Historically it was Russia’s geographical position, near Siberia—a huge and almost
empty space—that made expansion easy. This was a great advantage for Russia compared
with the countries of mainland Europe that competed for territorial expansion in an
area where land was scarce. Russia’s opportunities for territorial expansion were
enhanced after Ivan III (The Great), who reigned from 1462 to 1505, had succeeded
in driving the Mongols back. Under his grandson Ivan IV (The Terrible), who reigned
from 1547 to 1584, Russia—as if driven by a horror vacui—started to conquer the vast expanses of Siberia. Within a century the Russians had
reached the Pacific. They did not stop there, but crossed the Bering Strait and went
on to conquer Alaska. In the early nineteenth century Russian colonists went as far
as California, where, in 1812, they founded Fort Ross north of Bodega Bay on the Pacific
coast, just above San Francisco.[18] According to the American geopolitician Nicholas J. Spykman, “It was fair to assume
that if the grip of Spain in California ever weakened, Russia would be eager to take
her place.”[19] However, Russian territorial expansion into the South, the West, and the North
was less easy. Here it was less pull factors of an easy expansion than the push factors of a deliberate imperialist policy that prevailed.

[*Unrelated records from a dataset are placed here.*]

PR #329, opened 2021-04-23
FiO2 & flow alarms

### LINKED ISSUE #323: Automatically set & update FiO2 and flow rate alarm limits
Right now there's no way to change the FiO2 and flow rate alarm limits in the firmware, from a frontend action. The alarm limits are locked at the maximum possible range for those values, so alarms should never trigger. What we actually need is to automatically change the alarm limits to be some tolerance range around the FiO2 and flow rate parameter settings; whenever the parameter settings change, the alarm limits should be updated. This could be done either from ParametersService (not elegant) or from AlarmLimitsService (better, but could there be some kind of synchronization issue? Maybe not, if we can guarantee the AlarmLimitsService always runs immediately after ParametersService and before parameter updates are actuated by the valves; I think we can make this guarantee).

ethanjli:
This PR resolves #323 by having the firmware automatically set FiO2 and flow alarm limits as a tolerance window (+/- 2) around the FiO2 and flow parameters, and filling the remaining gaps for support of FiO2 and flow rate alarms.

Additional minor changes:
- Range protobuf messages now use int32 instead of uint32, to allow for negative numbers in alarm limits and ranges
- The frontend now shows more useful initial values for the FiO2 and flow rate settings on the quick start screen, reducing the number of increment/decrement button-presses needed to adjust to clinically relevant values (in the absence of the rotary encoder).

### DIFF
--- a/backend/ventserver/protocols/protobuf/mcu_pb.py
+++ b/backend/ventserver/protocols/protobuf/mcu_pb.py
@@ -21,14 +21,14 @@ class LogEventCode(betterproto.Enum):
     """Log Events"""
 
     # Patient
-    fio2_too_low = 0
-    fio2_too_high = 1
-    spo2_too_low = 2
-    spo2_too_high = 3
-    rr_too_low = 4
-    rr_too_high = 5
-    hr_too_low = 6
-    hr_too_high = 7
+    spo2_too_low = 0
+    spo2_too_high = 1
+    hr_too_low = 2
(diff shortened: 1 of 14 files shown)


ethanjli:
Because this PR has been sufficiently (though lightly) tested on basic functionality and is part of the v0.7 milestone, I'm going to merge this into develop as-is, and as prototype-grade code. For records-keeping:

Issue #324, opened 2021-04-21
Set Alarm Limits Screen's Apply Changes button is missing a confirmation dialogue


ethanjli:
When the Set Alarm Limits screen's "Apply Changes" button is clicked, it should bring up a confirmation dialogue displaying the changed alarm limits. This button should only be enabled if unsaved changes to alarm limits have been made. Maybe there should also be a "Discard Changes" button (enabled only if unsaved changes have been made, and which also brings up a confirmation dialogue displaying the unsaved changes to discard), just like the "Cancel" button of our modals for changing settings and alarm limits?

An important push factor for Russia’s imperial expansion was Russia’s economic system. It was based on agriculture in feudal properties, and the labor force consisted
largely of serfs. This agriculture was not capital-intensive, as was mostly the case
in Western Europe, but coercion-intensive.[20] This meant that it was neither innovative nor efficient and rendered only marginal
profits to the landlords who disposed of two methods only to raise their profits:
increasing the exploitation of the serfs or adding new land. Because the exploitation
of the serfs could not be increased beyond certain physical limits, this led to a
continuous search for new land and territorial expansion. This tendency was reinforced
by the fact that “the Russian state took shape in a capital-poor environment.”[21] The state simply did not have enough money to pay or reward faithful servants of
the state and successful military commanders. “[T]he logic of warmaking and statemaking
in a region of little capital led rulers to buy officeholders with expropriated land,”[22] and with newly acquired land. The two above-mentioned factors led to Russia developing
a tradition of territorial expansion from an early stage. Territorial expansion became,
as it were, the normal “way of life” of the Russian state. It was like an organism
that grows and grows and continues to grow until it has reached its full size, preordained
by its biological nature. But unlike an organism, Russia did not have a genetically preordained “normal size.” It could go on and on, growing beyond
any limit. And in a certain sense that was what happened. According to Colin Gray,
territorial expansion was “the Russian way,” just as it has been “the Soviet way.”
It is estimated, for example, that between the middle of the 16th century and the
end of the 17th, Russia conquered territory the size of the modern Netherlands every year for 150 years running. Furthermore, unlike the case of most other imperial powers conquest by Russia
became a permanent and nonnegotiable political fact (save under conditions of extreme
duress, as with the Treaty of Brest-Litovsk in March 1918).[23]
Traditions can be upheld and followed with more or less constancy and enthusiasm.
A country can become an imperial power by making this an explicit choice or in a more
or less accidental way. The British Empire, according to the nineteenth century British
historian Sir John Seeley, was acquired “in a fit of absence of mind.” There existed
no previous, elaborated British plan to build an empire. Edward Dicey, a British journalist and writer, wrote in 1877:
We have never been a conquering nation. Since the days when the Plantagenets essayed
the conquest of France we have never deliberately undertaken the conquest of any foreign
country; we have never made war with the set purpose of annexing any given territory.
We have had no monarchs whose aim and ambition it has been to add fresh possessions
to the crown, in order simply and solely to extend the area of their dominions.[24]